Records to process

PR #19238, opened 2023-09-11
[bitnami/postgresql] Add SecurityContext to CronJob of backup

robson90:
Description of the change

Added the possibility to change/add the attributes to securityContext of CronJob.

Benefits

The CronJob in version 12.11.1 didn't have enough permissions. So it was not possible to write to the Volume. Now it is.

Possible drawbacks

More configuration is present and naming is a little overused.

Applicable issues

none found (I didn't open one.)
Additional information

I searched the issues for someone, who has the same issue. Didn't find anything. I searched inside the tests for some tests regarding the CronJob, nothing. So I did fix it myself and now want to give it to the community

### Checklist


andresbono (commented):
Thank you so much for your contribution! While I think your change totally makes sense, what if we try to homogenize the securityContext for pods with the existing ones for bitnami/postgresql? Basically:

- Call the value `podSecurityContext.
- Add a `enabled` parameter.

You can search for `podSecurityContext` to follow the pattern.

bitnami/postgresql/values.yaml
```diff
@@ -1099,6 +1099,11 @@ backup:
     ttlSecondsAfterFinished: ""
     ## @param backup.cronjob.restartPolicy Set the cronjob parameter restartPolicy
     restartPolicy: OnFailure
+    ## @param backup.cronjob.podSecurityContext.enabled Enable PodSecurityContext for CronJob/Backup
+    ## @param backup.cronjob.podSecurityContext.fsGroup Group ID for the CronJob
+    podSecurityContext:
+      enabled: false
```
andresbono, line 1105: Why are you setting this to `false` by default? Is it for backwards compatibility? Do you have any use case where setting it to `true` could be problematic?

bitnami/postgresql/values.schema.json
andresbono, line 1: These changes were reverted: #19335. Could you please rebase origin/main again?

bitnami/postgresql/Chart.yaml
```diff
@@ -35,4 +35,4 @@ maintainers:
 name: postgresql
 sources:
 - https://github.com/bitnami/charts/tree/main/bitnami/postgresql
-version: 12.11.3
+version: 12.11.4
```
andresbono, line 38: After rebasing origin/main, can you please bump the version again?

If the conflict happens again before we finally merge the PR, we will do the bump ourselves.

bitnami/postgresql/values.yaml
robson90: I don't think it's a problem to have it enabled by default. In fact the CronJob didn't even work for me, when this setting weren't set. 

I will enable it by default.

andresbono (approved):
LGTM. I have just rebased from `origin/main` and I have fixed a conflict. The PR is ready to go. Thank you!

robson90:
@andresbono is it possible that you trigger an automatic dependency upgrade on the Keycloak Chart? To use the newest Postgresql Chart.

PS: It was a pleasure to contribute 🥇

carrodher:
> @andresbono is it possible that you trigger an automatic dependency upgrade on the Keycloak Chart? To use the newest Postgresql Chart.
> 
> PS: It was a pleasure to contribute 🥇

We just forced a new bitnami/keycloak release, it should be released in a while depending on our testing pipeline load.

PR #19261, opened 2023-09-13
[bitnami/common] new macro to checksum config resources

### LINKED ISSUE #18376: [bitnami/common] new macro to evaluate a checksum of configmap/secrets
### Name and Version

bitnami/common

in https://github.com/bitnami/charts/pull/17302 https://github.com/bitnami/charts/pull/17579, I patched the checksum calculation of pod annotations that are used to trigger a pod rollout.

the pattern described in [helm docs](https://helm.sh/docs/howto/charts_tips_and_tricks/#automatically-roll-deployments) has the issue that it will trigger a reload of the pods when the chart version change, even it the pod template and configmap data are not changed. 

This happens because the version of the chart is included in "helm.sh/chart" in metadata.labels (printf "%s-%s" .Chart.Name .Chart.Version) of the configmap and the checksum is done on the whole file.

instead of copy/pasting the snippets from my PRs in other charts, I suggest a new macro to checksum only the data part of the ConfigMap/Secret, something like:

```
{{ define "common.utils.checksumData" }}
{{ omit ( include (print $.Template.BasePath .file ) . | fromYaml ) "apiVersion" "kind" "metadata" | toYaml | sha256sum }}
{{ end }}

{{ include "common.utils.checksumData" (dict "file" "/health-configmap.yaml") }}
```

this works only if there is one resource/document in the file (fromYaml does not support multiple documents).

I'll do the PR if the idea is found useful .

_No response_

jouve:
### Description of the change

The pattern to rollout workloads on config change, described in [helm docs](https://helm.sh/docs/howto/charts_tips_and_tricks/#automatically-roll-deployments), has the issue that it will trigger a reload of the pods when the chart version change, even it the pod template and configmap data are not changed.

This happens because the version of the chart is included in "helm.sh/chart" in metadata.labels (printf "%s-%s" .Chart.Name .Chart.Version) of the configmap and the checksum is done on the whole file.

This new macro calculates the checksum by omitting metadata.

### Applicable issues

- fixes #18376

### Checklist

### DIFF
--- a/bitnami/common/templates/_utils.tpl
+++ b/bitnami/common/templates/_utils.tpl
@@ -67,11 +67,11 @@ Usage:
 {{- end -}}
 
 {{/*
-Checksum a template containing a *single* resource (ConfigMap,Secret) for use in pod annotations, excluding the metadata (see #18376).
+Checksum a template at "path" containing a *single* resource (ConfigMap,Secret) for use in pod annotations, excluding the metadata (see #18376).
 Usage:
-{{ include "common.utils.checksum" (dict "template" "/configmap.yaml" "context" $) }}
+{{ include "common.utils.checksumTemplate" (dict "path" "/configmap.yaml" "context" $) }}
 */}}
-{{- define "common.utils.checksum" -}}
-{{- $obj := include (print .context.Template.BasePath .template) .context | fromYaml -}}
+{{- define "common.utils.checksumTemplate" -}}
+{{- $obj := include (print .context.Template.BasePath .path) .context | fromYaml -}}
 {{ omit $obj "apiVersion" "kind" "metadata" | toYaml | sha256sum }}
 {{- end -}}
--- a/bitnami/common/templates/_utils.tpl
+++ b/bitnami/common/templates/_utils.tpl
@@ -65,3 +65,13 @@ Usage:
 {{- end -}}
 {{- printf "%s" $key -}} 
 {{- end -}}
+
+{{/*
+Checksum a template containing a *single* resource (ConfigMap,Secret) for use in pod annotations, excluding the metadata (see #18376).
+Usage:
+{{ include "common.utils.checksum" (dict "template" "/configmap.yaml" "context" $) }}
+*/}}
+{{- define "common.utils.checksum" -}}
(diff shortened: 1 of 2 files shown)


bitnami/common/templates/_utils.tpl
```diff
@@ -65,3 +65,13 @@ Usage:
 {{- end -}}
 {{- printf "%s" $key -}} 
 {{- end -}}
+
+{{/*
+Checksum a template containing a *single* resource (ConfigMap,Secret) for use in pod annotations, excluding the metadata (see #18376).
+Usage:
+{{ include "common.utils.checksum" (dict "template" "/configmap.yaml" "context" $) }}
+*/}}
+{{- define "common.utils.checksum" -}}
```
jotamartos, line 74: To be in sync with other functions defined here, I'd use a different name for the function (getSHA256sum, getTemplateSHA256sum, ... ) to describe better what the function does. WDTY?

jotamartos (commented):
Thank you for your contribution, please take a look at my comment.

bitnami/common/templates/_utils.tpl
jouve: let's try [checksum](https://en.wiktionary.org/wiki/checksum#Verb)Template (sha256 is an implementation detail and does not need to be exposed).
The symmetry in *checksum*/xxx et common.utils.*checksumTemplate*  looks neat and it makes the lines around 120 chars.
```yaml
      annotations:
        checksum/health: {{ template "common.utils.checksumTemplate" (dict "path" "/health-configmap.yaml" "context" .) }}
        checksum/scripts: {{ template "common.utils.checksumTemplate" (dict "path" "/scripts-configmap.yaml" "context" .) }}
```

jotamartos: Great! That's a good name for the function too! 👍

jotamartos (approved):

jotamartos:
@jouve, once the new version of the common chart is available, could you please take care of updating the required charts to use this new function? 

Thanks

LeoColomb:
@jouve (@jotamartos) Is there a specific reason for the helper not being used, or “simply” lack of resource/interest?

jouve:
I use it a lot for private charts, as of this repo, I hope to find some time soon :)

PR #19263, opened 2023-09-13
[bitnami/magento] Fix magentoHost when using Ingress #19262

### LINKED ISSUE #19231: [bitnami/magento] Magento hostname when using ingress is wrong.
### Name and Version

bitnami/magento 22.1.6

amd64

1. Install the Magento chart.
2. Open the hostname defined in the ingress.
3. The application loads but if we check the browser console we see a lot of errors because the hostname configured in Magento includes the port defined in the service.

```yaml
ingress:
  enabled: true
  hostname: magento.example.com
```

The base_url used by Magento should be configured properly to "http://magento.example.com" or "https://magentoexample.com".

### What do you see instead?

I see many errors in the browser console and the application is not loading correctly.

The browser is trying to retrieve data from "magento.example.com:8080" (Trying to use the service HTTP port).

### Additional information

The only way I was able to configure it is by setting the service port to 80.

```yaml
service:
  ports:
    http: 80
```
This works for HTTP.

The problem is that there is no way to use HTTPS in the ingress since the application will try to connect from the browser to `http://magento.example.com` (port 80). 

From the docker image there is no way to have all the traffic go to HTTPS (So this is also an issue with the image).

https://github.com/bitnami/containers/blob/99465ed8b18a00231cce2698101000ae055b844c/bitnami/magento/2/debian-11/rootfs/opt/bitnami/scripts/libmagento.sh#L515

dgomezleon:
### Description of the change

It uses ports 80 and 443 as default ports for the service. It also adds the use of `magentoHost`.

### Benefits

Fix usage with ingress.

### Possible drawbacks

N/A

### Applicable issues

- fixes #19231

### Additional information

N/A

### Checklist

### DIFF
--- a/bitnami/magento/Chart.yaml
+++ b/bitnami/magento/Chart.yaml
@@ -48,4 +48,4 @@ maintainers:
 name: magento
 sources:
   - https://github.com/bitnami/charts/tree/main/bitnami/magento
-version: 23.1.1
+version: 23.1.2
--- a/bitnami/magento/README.md
+++ b/bitnami/magento/README.md
@@ -261,8 +261,8 @@ The command removes all the Kubernetes components associated with the chart and 
 | Name                               | Description                                                                                                                      | Value                    |
 | ---------------------------------- | -------------------------------------------------------------------------------------------------------------------------------- | ------------------------ |
 | `service.type`                     | Kubernetes Service type                                                                                                          | `LoadBalancer`           |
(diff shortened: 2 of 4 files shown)


FraPazGal (approved):
LGTM!

rafariossaa (dismissed):
LGTM

FraPazGal (approved):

To do
Please show, exactly as written, every line above that contains the word "kind".

Result for this task
{{ omit ( include (print $.Template.BasePath .file ) . | fromYaml ) "apiVersion" "kind" "metadata" | toYaml | sha256sum }}
 {{ omit $obj "apiVersion" "kind" "metadata" | toYaml | sha256sum }}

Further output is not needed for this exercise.